Information given:
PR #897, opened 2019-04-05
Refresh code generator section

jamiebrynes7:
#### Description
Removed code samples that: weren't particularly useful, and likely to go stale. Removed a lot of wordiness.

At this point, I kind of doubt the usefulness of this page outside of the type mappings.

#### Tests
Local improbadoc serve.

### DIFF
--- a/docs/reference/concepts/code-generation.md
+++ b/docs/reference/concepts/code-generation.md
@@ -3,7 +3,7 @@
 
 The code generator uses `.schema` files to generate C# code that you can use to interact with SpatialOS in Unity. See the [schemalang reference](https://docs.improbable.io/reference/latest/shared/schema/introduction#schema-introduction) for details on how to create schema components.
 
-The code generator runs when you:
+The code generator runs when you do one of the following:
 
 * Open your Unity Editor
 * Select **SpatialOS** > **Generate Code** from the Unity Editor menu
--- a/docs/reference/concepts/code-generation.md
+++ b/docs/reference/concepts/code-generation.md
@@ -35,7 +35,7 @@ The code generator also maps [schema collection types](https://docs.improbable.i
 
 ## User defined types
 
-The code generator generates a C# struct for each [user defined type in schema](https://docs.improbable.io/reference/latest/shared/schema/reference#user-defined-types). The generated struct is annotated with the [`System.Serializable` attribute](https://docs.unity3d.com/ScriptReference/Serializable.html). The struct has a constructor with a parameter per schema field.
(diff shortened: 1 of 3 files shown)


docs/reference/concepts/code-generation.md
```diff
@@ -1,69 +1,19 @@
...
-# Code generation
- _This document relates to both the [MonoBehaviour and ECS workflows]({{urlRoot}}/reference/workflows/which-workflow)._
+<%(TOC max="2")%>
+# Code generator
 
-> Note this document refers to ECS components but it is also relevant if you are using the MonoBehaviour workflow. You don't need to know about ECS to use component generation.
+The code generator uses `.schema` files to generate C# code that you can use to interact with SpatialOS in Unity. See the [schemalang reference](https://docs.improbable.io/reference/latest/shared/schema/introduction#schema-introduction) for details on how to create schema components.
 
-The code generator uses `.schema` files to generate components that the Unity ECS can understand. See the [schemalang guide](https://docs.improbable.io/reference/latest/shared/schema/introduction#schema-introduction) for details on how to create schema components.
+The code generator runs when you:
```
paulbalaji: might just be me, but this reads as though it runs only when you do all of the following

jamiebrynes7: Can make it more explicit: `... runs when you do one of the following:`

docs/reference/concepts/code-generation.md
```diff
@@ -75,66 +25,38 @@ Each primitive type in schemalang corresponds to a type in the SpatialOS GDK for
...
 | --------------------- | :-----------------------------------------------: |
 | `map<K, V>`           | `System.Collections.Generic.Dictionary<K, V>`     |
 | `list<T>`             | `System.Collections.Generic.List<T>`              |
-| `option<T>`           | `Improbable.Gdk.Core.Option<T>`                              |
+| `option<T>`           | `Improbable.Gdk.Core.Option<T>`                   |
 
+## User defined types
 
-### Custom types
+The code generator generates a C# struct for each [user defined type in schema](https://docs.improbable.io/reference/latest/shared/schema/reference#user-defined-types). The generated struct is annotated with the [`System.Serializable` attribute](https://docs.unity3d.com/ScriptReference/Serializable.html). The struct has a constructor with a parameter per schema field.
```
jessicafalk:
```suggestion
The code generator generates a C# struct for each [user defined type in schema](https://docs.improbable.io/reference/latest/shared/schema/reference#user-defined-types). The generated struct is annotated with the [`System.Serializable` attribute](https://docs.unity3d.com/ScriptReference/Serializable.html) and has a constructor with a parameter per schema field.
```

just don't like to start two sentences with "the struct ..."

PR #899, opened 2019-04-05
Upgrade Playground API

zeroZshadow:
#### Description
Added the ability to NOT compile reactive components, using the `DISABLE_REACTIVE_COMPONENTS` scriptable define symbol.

Try it: What is needed is a word-for-word copy of the records above, from the first line through the line that contains "-The code generator runs".

Response:
PR #897, opened 2019-04-05
Refresh code generator section

jamiebrynes7:
#### Description
Removed code samples that: weren't particularly useful, and likely to go stale. Removed a lot of wordiness.

At this point, I kind of doubt the usefulness of this page outside of the type mappings.

#### Tests
Local improbadoc serve.

### DIFF
--- a/docs/reference/concepts/code-generation.md
+++ b/docs/reference/concepts/code-generation.md
@@ -3,7 +3,7 @@
 
 The code generator uses `.schema` files to generate C# code that you can use to interact with SpatialOS in Unity. See the [schemalang reference](https://docs.improbable.io/reference/latest/shared/schema/introduction#schema-introduction) for details on how to create schema components.
 
-The code generator runs when you:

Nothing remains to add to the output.